Светлый фон

Вот и Бегичев вернулся, отмахавший вчера больше сорока вёрст, да и сегодня немало, и готов опять командовать, неуёмный. Ничего утешительного они с Иньковым, конечно же, с высот горы Толля тоже не увидали. Ни жилья, ни дымка. А видели, говорят уверенно, весь северный берег.

Наступил вечер и уже пылал костёр — накалить углей для паяльника.

Без Толля

Без Толля

Молча достал Колчак из запасов заветную бутылку коньяка, припасённую ещё весной, когда «Зарю» откапывали, припасённую для встречи с бароном Толлем. Молча плеснул в семь кружек. Стоя и склонив косматые головы, все перекрестились. Семеро православных помянули двоих лютеран и двоих язычников, даром что крещёных. Затем расселись по камням, пили уже не коньяк, а спирт, закусывали медвежатиной и шоколадом. Шумно вспоминали, что на язык шло, о покойных.

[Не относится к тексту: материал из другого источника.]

PR #687, opened 2019-09-17
feat: add id to symbolShape

andresmechali:
This simple modification adds access to the legend id in the symbolShape property. This is useful because it enables the possibility of rendering a custom icon next to each legend, based on the id. It is then possible to implement a toggling button on each legend, which can show and hide part of the data from the graph.


plouc:
@andresmechali, good idea, thank you for your contribution!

— Помню, в проливе Таймырском нас прихватило морозцем. Как выезжали, солнце бок грело, вот и сунули кухлянки в поклажу, бечёвкой прихватили накрест. А ночь настала хоть и белая, морозец, однако ж, под тридцать. Вот барон, помню, мне и говорит: «Что, замёрз, Железников? А ты полечку станцуй, как я, и согреешься».

Да, было дело. Танцевали назавтра Железников с Носовым обратно на «Зарю», в нарту пустую впрягшись. Отослал обоих Толль, чтобы их собак себе в нарту впрячь.

— Думал барон, царствие ему небесное, арифметику обмануть. Но нельзя, сами знаете, 35 пудов на нарту, она в снегу вязнет, — заключил Железников.

— Знамо. Столько вельбот пустой потянет. Его тридцать собак на двух нартах еле везли, да и мы впрягались, помним, — отозвался Олупкин.

— Часа через два после твоего ухода — стал вспоминать лейтенант, — собаки стали в снег ложиться, и тогда барон Толль решил склад устроить. Камень характерный выбрал, высокий, рядом лыжную палку воткнул. Половину провианта мы там оставили.

— Да сколько палка простоит, на ветру-то? Ну день, ну два.

— Сколько она простояла, сведений нет, зато отлично помню, что нашли мы потом на этом вроде бы самом месте снежный холм. К вечеру я его срыл до основания, а склада так и не нашёл. Печально было.

— Это в тот раз вы полумёртвые пришли?

— Да. Барон Толль отлично тогда держался, упокой, Господи, его душу.

Только огорчался, что приходится сократить экскурсию. Позже туда же вновь отправился с Зеебергом, прими их души…

— За Носова, за упокой души, его души, не пили ещё — вставил Бегичев. —

Трифон ведь тоже молодцом держался. А маялся, как помирал, ох как. И хоть бы слово о себе, так нет, всё за Безбородова просил. Как, ваше благородие, полагаете? Засудят Николая или как?